+++ Material for this exercise

PR #465, opened 2016-06-21
Add default values to the service deploy modal schema

Poltergeist:
This adds default values to the Service Schema according to the marathon ui values.

```JSON
{
  "id": null,
  "cmd": null,
  "cpus": 1,
  "mem": 128,
  "disk": 0,
  "instances": 1
}
```
image

### DIFF
--- a/src/js/schemas/service-schema/General.js
+++ b/src/js/schemas/service-schema/General.js
@@ -22,6 +22,7 @@ let General = {
           title: 'CPUs',
           description: 'The amount of CPUs which are used for the service',
           type: 'number',
+          default: 1,
           getter: function (service) {
             return `${service.getCpus() || ''}`;
           }
@@ -29,6 +30,7 @@ let General = {
         mem: {
           title: 'Mem (MiB)',
           type: 'number',
+          default: 128,
           getter: function (service) {
             return `${service.getMem() || ''}`;
           }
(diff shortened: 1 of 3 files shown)


mesosphere-web:
Reviewer: @MatApple

rcorral:
@Poltergeist looks great, could you post a screenshot of the integration tests passing?

kennyt:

++++++

* Exercise prompt: Set down all the entries again, word for word.

* Exercise answer:
PR #465, opened 2016-06-21
Add default values to the service deploy modal schema

Poltergeist:
This adds default values to the Service Schema according to the marathon ui values.

```JSON
{
  "id": null,
  "cmd": null,
  "cpus": 1,
  "mem": 128,
  "disk": 0,
  "instances": 1
}
```
image

### DIFF
--- a/src/js/schemas/service-schema/General.js
+++ b/src/js/schemas/service-schema/General.js
@@ -22,6 +22,7 @@ let General = {
           title: 'CPUs',
           description: 'The amount of CPUs which are used for the service',
           type: 'number',
+          default: 1,
           getter: function (service) {
             return `${service.getCpus() || ''}`;
           }
@@ -29,6 +30,7 @@ let General = {
         mem: {
           title: 'Mem (MiB)',
           type: 'number',
+          default: 128,
           getter: function (service) {
             return `${service.getMem() || ''}`;
           }
(diff shortened: 1 of 3 files shown)


mesosphere-web:
Reviewer: @MatApple

rcorral:
@Poltergeist looks great, could you post a screenshot of the integration tests passing?

kennyt:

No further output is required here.